Winter is coming. And so are higher interest rates and tighter lending restrictions.
ANZ economists David Wilson and Jo Masters, say that Australian homeowners should prepare themselves for the changes likely to come into effect in nine months.
They say that Canada’s approach to its property market can be seen as a roadmap of how things will play out here.
There are notable similarities between the Canadian and Australian markets. For example, Vancouver and Toronto have had booms comparable with Sydney and Melbourne; and Australia and Canada both had low post-Global Financial Crisis (GF) interest rates.
“Canada is nine months ahead in terms of monetary tightening,” Masters told Domain.
So looking into the Canadian crystal ball, we can expect two interest rate hikes next year.
“Canada recently released additional macro-prudential measures for the property sector. These are likely to have a material impact on mortgage originations, housing affordability and property price growth in 2018. The hottest property markets in Canada – Vancouver and Toronto – are likely to be hit the hardest by these measures,” Masters added.
It’s worth noting that both Canadas hikes this year have only taken their cash rate to 1% which is still lower than our current rate of 1.5%.

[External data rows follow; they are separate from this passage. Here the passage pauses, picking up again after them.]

PR #2261, opened 2024-08-18
Test helper less verbose

oharboe:
@maliberty is this better? Quick stab at reducing verbosity of test_helper...


maliberty:
All tests fail with this change
```
++ grep -E 'simulate:|power:'
+ TARGETS=
script returned exit code 1
```

Issue #2264, opened 2024-08-19
asap7/mock-array: Re-enable simulate and power


jeffng-or:
### Description

Debug and implement fixes required to reenable simulate and power steps for mockarray that were disabled in https://github.com/The-OpenROAD-Project/OpenROAD-flow-scripts/commit/f2f37027d1369c52a7c4d35cf251769f071abd87.

### Suggested Solution

Review CI failure and determine next steps

oharboe:
Added some post-merge review comments to be addressed.

PR #2267, opened 2024-08-19
Re-worked mock-array simulate and power steps to work with CI

jeffng-or:
Addresses https://github.com/The-OpenROAD-Project/OpenROAD-flow-scripts/issues/2264

Updated the mock-array simulate and power steps so that they read/write VCD and associated files from the flow/results directory vs. the flow/designs directory. The new directory paths are:

- "post" directory - results/asap7/mock-array/base/verilator/post
- "obj_dir" directory - results/asap7/mock-array/base/verilator/obj

The simulate.sh still allows you to call it from an arbitrary directory, but it will use FLOW_HOME to figure out the location of the files that it needs to access. The simulate.cpp file has been updated to write the VCD file to the results/asap7/mock-array/base directory, which is also where the power.tcl file now looks for the VCD file.

Cleaned up some .gitignores as a result of the changes.

### DIFF
--- a/flow/designs/asap7/mock-array/power.tcl
+++ b/flow/designs/asap7/mock-array/power.tcl
@@ -20,7 +20,7 @@ for {set x 0} {$x < 8} {incr x} {
 
 report_parasitic_annotation
 report_power
-read_power_activities -scope TOP/MockArray -vcd designs/src/mock-array/MockArrayTestbench.vcd
+read_power_activities -scope TOP/MockArray -vcd $::env(RESULTS_DIR)/MockArrayTestbench.vcd
 report_power
 
 # FIXME add an automated test to check that the top-level power is
--- a/flow/designs/asap7/mock-array/simulate.sh
+++ b/flow/designs/asap7/mock-array/simulate.sh
@@ -1,20 +1,34 @@
 #!/usr/bin/env bash
+#
+# Executes Verilator to generate a VCD file based on simulation
+# simulate.cpp is set up to write the VCD file into the results directory
+#
 set -ex
 
-# allow this script to be invoked from any folder
-DIR="$( cd "$( dirname "${BASH_SOURCE[0]}" )" && pwd )"
-BASE=$DIR/../..
 
-cd $DIR
+RESULTS_DIR="$FLOW_HOME/results/asap7/mock-array/base"
+OBJ_DIR="$RESULTS_DIR/verilator/obj"
+POST_DIR="$RESULTS_DIR/verilator/post"
 
-cd ../../src/mock-array
-cp ../../../results/asap7/mock-array/base/6_final.v post/MockArrayFinal.v
-cp ../../../results/asap7/mock-array_Element/base/6_final.v post/MockArrayElementFinal.v
+# If you run outside of the Makefile system, then PLATFORM_DIR won't be set
+if [[ -z "$PLATFORM_DIR" ]]; then
+    PLATFORM_DIR="$FLOW_HOME/platforms/asap7"
+fi
 
+# Make sure the output directories are created
+mkdir -p $OBJ_DIR
+mkdir -p $POST_DIR
+
+# Copy Verilog files used for simulation to post dir in the objects area
+cp $FLOW_HOME/results/asap7/mock-array/base/6_final.v $POST_DIR/MockArrayFinal.v
+cp $FLOW_HOME/results/asap7/mock-array_Element/base/6_final.v $POST_DIR/MockArrayElement.v
+
+# Run simulation and have Verilator write the output files to the objects area
 verilator -Wall --cc \
   -Wno-DECLFILENAME \
   -Wno-UNUSEDSIGNAL \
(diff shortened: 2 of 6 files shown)


jeffng-or:
@oharboe , @maliberty FYI.

maliberty (approved):

flow/designs/asap7/mock-array/power.tcl
```diff
@@ -20,7 +20,7 @@ for {set x 0} {$x < 8} {incr x} {
 
 report_parasitic_annotation
 report_power
-read_power_activities -scope TOP/MockArray -vcd designs/src/mock-array/MockArrayTestbench.vcd
+read_power_activities -scope TOP/MockArray -vcd $::env(RESULTS_DIR)/MockArrayTestbench.vcd
```
oharboe, line 23: @maliberty @jeffng-or What is the difference between the RESULTS_DIR and REPORTS_DIR? What goes where?

.lib, .lef, .odb, .sdc seems obviously "results". Less sure about .vcd.

Arbitrary? I think we should minimize surprises. I'm somewhat surprised to see a .vcd file as a "result" and not a "report". It is somewhat like a "log", but perhaps more like a "report" since it is structured very specifically.

flow/designs/asap7/mock-array/simulate.sh
```diff
@@ -1,32 +1,48 @@
...
+# simulate.cpp is set up to write the VCD file into the results directory
+#
 set -ex
 
-# allow this script to be invoked from any folder
-DIR="$( cd "$( dirname "${BASH_SOURCE[0]}" )" && pwd )"
-BASE=$DIR/../..
 
-cd $DIR
+RESULTS_DIR="$FLOW_HOME/results/asap7/mock-array/base"
```
oharboe, line 9: If we have FLOW_HOME, we should have the other variables, why are we overriding them here?

flow/designs/src/mock-array/simulate.cpp
```diff
@@ -2,6 +2,20 @@
 #include "verilated.h"
 #include <verilated_vcd_c.h>
 
+/**
+ * Returns the VCD output path under the results directory
+ **/
+static std::string getVCDFilePath() {
+
+    std::string vcd_file_name = "results/asap7/mock-array/base/MockArrayTestbench.vcd";
```
oharboe, line 10: use RESULTS_DIR variable

oharboe (commented):
Make it a bit more ORFSesque.

flow/designs/asap7/mock-array/power.tcl
maliberty: Its a bit arbitrary but I think of a report as something a human would inspect in some way.  I doubt anyone wants to read a vcd file.  A log is more of a record of the tools output while running.

oharboe: a .rpt file of many megabytes is best viewed in OpenROAD GUI

flow/designs/asap7/mock-array/simulate.sh
jeffng-or: It looks like I wasn't consistent in handling variables that are typically set by the Makefile. I set RESULTS_DIR regardless, but did a check of PLATFORM_DIR.

The question is: Do we ever envision for this script where we've sourced env.sh, but are running outside of the Makefile system?

If the answer is Yes, then RESULTS_DIR and PLATFORM_DIR need to be checked and set in the bash since they wouldn't have been set by directly running the script. If the answer is No, then I can remove setting RESULTS_DIR and PLATFORM_DIR within the script.

flow/designs/src/mock-array/simulate.cpp
jeffng-or: Will update in my next PR

flow/designs/asap7/mock-array/simulate.sh
oharboe: No, it will always be called from the Makefile context, so no need to redefine variables already set in the Makefile

flow/designs/asap7/mock-array/power.tcl
maliberty: That is still human inspection.  There is no GUI for a vcd file and I don't see one that would make sense.  It is just inter-tool data.

oharboe: Sure there is a GUI: gtkwave

maliberty: Fair point - I don't really care that much.  If you want to PR a change to report that's fine.

oharboe: I'm just collecting information for now, no strong opinion, just curious how we ended up with two and if we had a clear objective selection criterea. It is a bit fuzzy, that's fine.

maliberty: It predates me so I'm just giving my opinion on how it might make sense.

PR #2269, opened 2024-08-20
Updated env var usage in Verilator simulation flow per PR feedback

jeffng-or:
Incorporated feedback from https://github.com/The-OpenROAD-Project/OpenROAD-flow-scripts/issues/2264.

Assumption is that simulate.sh will always be called from within Makefile system, so we can assume that the relevant env vars have been set and don't need to check them.

### DIFF
--- a/flow/designs/asap7/mock-array/simulate.sh
+++ b/flow/designs/asap7/mock-array/simulate.sh
@@ -5,15 +5,8 @@
 #
 set -ex
 
-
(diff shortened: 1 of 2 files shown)


maliberty (approved):

maliberty:
@oharboe I'll wait to merge for your approval as it is your feedback being addressed

oharboe (approved):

But AMP Capital’s Head of Investment Stratgey and Chiecf Economist, Shane Oliver, agrees that Canada is one to watch.
“It’s a fair comparison to make, both countries have had strong immigration levels and pretty strong property markets, which have lead to a deterioration of affordability,” he told Domain.
Oliver also warned that if Australia goes down the same road as Canada, it could result in a steeper decline.